[Goal of the exercise] Would you write out all of the data exactly as it appears below?

***** Data supplied

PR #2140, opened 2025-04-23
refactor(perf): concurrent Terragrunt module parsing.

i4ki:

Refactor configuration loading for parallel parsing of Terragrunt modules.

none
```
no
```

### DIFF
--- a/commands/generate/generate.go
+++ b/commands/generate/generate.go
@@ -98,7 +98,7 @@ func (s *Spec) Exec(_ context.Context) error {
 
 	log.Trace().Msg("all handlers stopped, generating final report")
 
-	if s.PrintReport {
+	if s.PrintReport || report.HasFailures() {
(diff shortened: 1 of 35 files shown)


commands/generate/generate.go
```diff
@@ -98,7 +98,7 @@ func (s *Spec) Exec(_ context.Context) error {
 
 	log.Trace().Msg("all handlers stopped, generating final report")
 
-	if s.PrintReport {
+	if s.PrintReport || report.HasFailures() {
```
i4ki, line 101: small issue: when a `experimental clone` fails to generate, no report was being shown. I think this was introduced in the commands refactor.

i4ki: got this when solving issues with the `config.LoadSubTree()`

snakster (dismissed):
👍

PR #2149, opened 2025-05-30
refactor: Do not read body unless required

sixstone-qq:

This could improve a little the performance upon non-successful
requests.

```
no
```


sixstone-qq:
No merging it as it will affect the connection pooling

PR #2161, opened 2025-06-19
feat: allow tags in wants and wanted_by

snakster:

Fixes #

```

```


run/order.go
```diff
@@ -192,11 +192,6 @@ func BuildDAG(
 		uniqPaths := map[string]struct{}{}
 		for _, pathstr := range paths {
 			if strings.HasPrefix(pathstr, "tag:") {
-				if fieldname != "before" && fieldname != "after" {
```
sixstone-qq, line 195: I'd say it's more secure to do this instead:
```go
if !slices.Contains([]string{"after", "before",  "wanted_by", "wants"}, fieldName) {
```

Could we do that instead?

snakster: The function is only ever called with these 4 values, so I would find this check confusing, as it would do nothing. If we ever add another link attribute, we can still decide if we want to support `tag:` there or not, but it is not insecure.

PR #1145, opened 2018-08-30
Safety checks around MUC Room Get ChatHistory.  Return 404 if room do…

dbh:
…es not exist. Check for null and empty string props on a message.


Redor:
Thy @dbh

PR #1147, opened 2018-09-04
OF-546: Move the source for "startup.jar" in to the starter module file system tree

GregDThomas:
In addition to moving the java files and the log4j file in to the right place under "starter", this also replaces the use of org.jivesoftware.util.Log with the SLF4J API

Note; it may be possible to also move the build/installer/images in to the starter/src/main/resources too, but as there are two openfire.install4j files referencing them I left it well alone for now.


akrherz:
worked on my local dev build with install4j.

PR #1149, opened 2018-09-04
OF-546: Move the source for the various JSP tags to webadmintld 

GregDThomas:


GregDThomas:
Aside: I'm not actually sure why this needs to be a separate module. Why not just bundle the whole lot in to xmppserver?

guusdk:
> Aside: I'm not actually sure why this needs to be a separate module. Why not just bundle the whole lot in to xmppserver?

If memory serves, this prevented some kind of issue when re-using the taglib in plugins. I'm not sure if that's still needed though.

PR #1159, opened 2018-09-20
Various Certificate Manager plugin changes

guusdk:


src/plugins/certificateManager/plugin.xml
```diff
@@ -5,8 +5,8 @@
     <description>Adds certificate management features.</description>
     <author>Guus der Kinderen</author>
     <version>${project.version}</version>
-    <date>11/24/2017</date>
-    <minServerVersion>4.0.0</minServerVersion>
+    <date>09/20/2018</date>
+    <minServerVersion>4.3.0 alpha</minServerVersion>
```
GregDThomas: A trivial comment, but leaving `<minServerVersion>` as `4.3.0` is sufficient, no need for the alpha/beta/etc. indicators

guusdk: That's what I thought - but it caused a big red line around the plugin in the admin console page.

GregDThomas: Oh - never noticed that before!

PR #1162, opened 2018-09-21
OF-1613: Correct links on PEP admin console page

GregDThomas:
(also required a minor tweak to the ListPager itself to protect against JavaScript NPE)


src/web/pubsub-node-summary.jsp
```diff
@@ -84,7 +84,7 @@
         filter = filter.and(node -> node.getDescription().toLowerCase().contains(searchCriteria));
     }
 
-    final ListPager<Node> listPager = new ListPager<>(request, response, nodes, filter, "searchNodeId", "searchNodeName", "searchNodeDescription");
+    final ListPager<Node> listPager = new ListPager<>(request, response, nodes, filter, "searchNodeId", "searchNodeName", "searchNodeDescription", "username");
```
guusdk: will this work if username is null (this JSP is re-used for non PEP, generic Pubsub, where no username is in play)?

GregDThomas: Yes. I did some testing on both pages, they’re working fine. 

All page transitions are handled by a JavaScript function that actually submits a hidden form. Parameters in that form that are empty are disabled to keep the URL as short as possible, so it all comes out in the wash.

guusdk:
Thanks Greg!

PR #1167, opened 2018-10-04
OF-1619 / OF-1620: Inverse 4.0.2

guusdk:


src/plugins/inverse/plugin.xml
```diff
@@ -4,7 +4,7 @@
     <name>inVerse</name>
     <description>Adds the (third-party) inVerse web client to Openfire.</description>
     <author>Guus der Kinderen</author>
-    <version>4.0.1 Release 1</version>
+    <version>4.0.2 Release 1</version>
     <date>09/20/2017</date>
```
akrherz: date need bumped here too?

**********

[Solved exercise]
PR #2140, opened 2025-04-23
refactor(perf): concurrent Terragrunt module parsing.

i4ki:

Refactor configuration loading for parallel parsing of Terragrunt modules.

none
```
no
```

### DIFF
--- a/commands/generate/generate.go
+++ b/commands/generate/generate.go
@@ -98,7 +98,7 @@ func (s *Spec) Exec(_ context.Context) error {
 
 	log.Trace().Msg("all handlers stopped, generating final report")
 
-	if s.PrintReport {
+	if s.PrintReport || report.HasFailures() {
(diff shortened: 1 of 35 files shown)


commands/generate/generate.go
```diff
@@ -98,7 +98,7 @@ func (s *Spec) Exec(_ context.Context) error {
 
 	log.Trace().Msg("all handlers stopped, generating final report")
 
-	if s.PrintReport {
+	if s.PrintReport || report.HasFailures() {
```
i4ki, line 101: small issue: when a `experimental clone` fails to generate, no report was being shown. I think this was introduced in the commands refactor.

i4ki: got this when solving issues with the `config.LoadSubTree()`

snakster (dismissed):
👍

PR #2149, opened 2025-05-30
refactor: Do not read body unless required

sixstone-qq:

This could improve a little the performance upon non-successful
requests.

```
no
```


sixstone-qq:
No merging it as it will affect the connection pooling

PR #2161, opened 2025-06-19
feat: allow tags in wants and wanted_by

snakster:

Fixes #

```

```


run/order.go
```diff
@@ -192,11 +192,6 @@ func BuildDAG(
 		uniqPaths := map[string]struct{}{}
 		for _, pathstr := range paths {
 			if strings.HasPrefix(pathstr, "tag:") {
-				if fieldname != "before" && fieldname != "after" {
```
sixstone-qq, line 195: I'd say it's more secure to do this instead:
```go
if !slices.Contains([]string{"after", "before",  "wanted_by", "wants"}, fieldName) {
```

Could we do that instead?

snakster: The function is only ever called with these 4 values, so I would find this check confusing, as it would do nothing. If we ever add another link attribute, we can still decide if we want to support `tag:` there or not, but it is not insecure.

PR #1145, opened 2018-08-30
Safety checks around MUC Room Get ChatHistory.  Return 404 if room do…

dbh:
…es not exist. Check for null and empty string props on a message.


Redor:
Thy @dbh

PR #1147, opened 2018-09-04
OF-546: Move the source for "startup.jar" in to the starter module file system tree

GregDThomas:
In addition to moving the java files and the log4j file in to the right place under "starter", this also replaces the use of org.jivesoftware.util.Log with the SLF4J API

Note; it may be possible to also move the build/installer/images in to the starter/src/main/resources too, but as there are two openfire.install4j files referencing them I left it well alone for now.


akrherz:
worked on my local dev build with install4j.

PR #1149, opened 2018-09-04
OF-546: Move the source for the various JSP tags to webadmintld 

GregDThomas:


GregDThomas:
Aside: I'm not actually sure why this needs to be a separate module. Why not just bundle the whole lot in to xmppserver?

guusdk:
> Aside: I'm not actually sure why this needs to be a separate module. Why not just bundle the whole lot in to xmppserver?

If memory serves, this prevented some kind of issue when re-using the taglib in plugins. I'm not sure if that's still needed though.

PR #1159, opened 2018-09-20
Various Certificate Manager plugin changes

guusdk:


src/plugins/certificateManager/plugin.xml
```diff
@@ -5,8 +5,8 @@
     <description>Adds certificate management features.</description>
     <author>Guus der Kinderen</author>
     <version>${project.version}</version>
-    <date>11/24/2017</date>
-    <minServerVersion>4.0.0</minServerVersion>
+    <date>09/20/2018</date>
+    <minServerVersion>4.3.0 alpha</minServerVersion>
```
GregDThomas: A trivial comment, but leaving `<minServerVersion>` as `4.3.0` is sufficient, no need for the alpha/beta/etc. indicators

guusdk: That's what I thought - but it caused a big red line around the plugin in the admin console page.

GregDThomas: Oh - never noticed that before!

PR #1162, opened 2018-09-21
OF-1613: Correct links on PEP admin console page

GregDThomas:
(also required a minor tweak to the ListPager itself to protect against JavaScript NPE)


src/web/pubsub-node-summary.jsp
```diff
@@ -84,7 +84,7 @@
         filter = filter.and(node -> node.getDescription().toLowerCase().contains(searchCriteria));
     }
 
-    final ListPager<Node> listPager = new ListPager<>(request, response, nodes, filter, "searchNodeId", "searchNodeName", "searchNodeDescription");
+    final ListPager<Node> listPager = new ListPager<>(request, response, nodes, filter, "searchNodeId", "searchNodeName", "searchNodeDescription", "username");
```
guusdk: will this work if username is null (this JSP is re-used for non PEP, generic Pubsub, where no username is in play)?

GregDThomas: Yes. I did some testing on both pages, they’re working fine. 

All page transitions are handled by a JavaScript function that actually submits a hidden form. Parameters in that form that are empty are disabled to keep the URL as short as possible, so it all comes out in the wash.

guusdk:
Thanks Greg!

PR #1167, opened 2018-10-04
OF-1619 / OF-1620: Inverse 4.0.2

guusdk:


src/plugins/inverse/plugin.xml
```diff
@@ -4,7 +4,7 @@
     <name>inVerse</name>
     <description>Adds the (third-party) inVerse web client to Openfire.</description>
     <author>Guus der Kinderen</author>
-    <version>4.0.1 Release 1</version>
+    <version>4.0.2 Release 1</version>
     <date>09/20/2017</date>
```
akrherz: date need bumped here too?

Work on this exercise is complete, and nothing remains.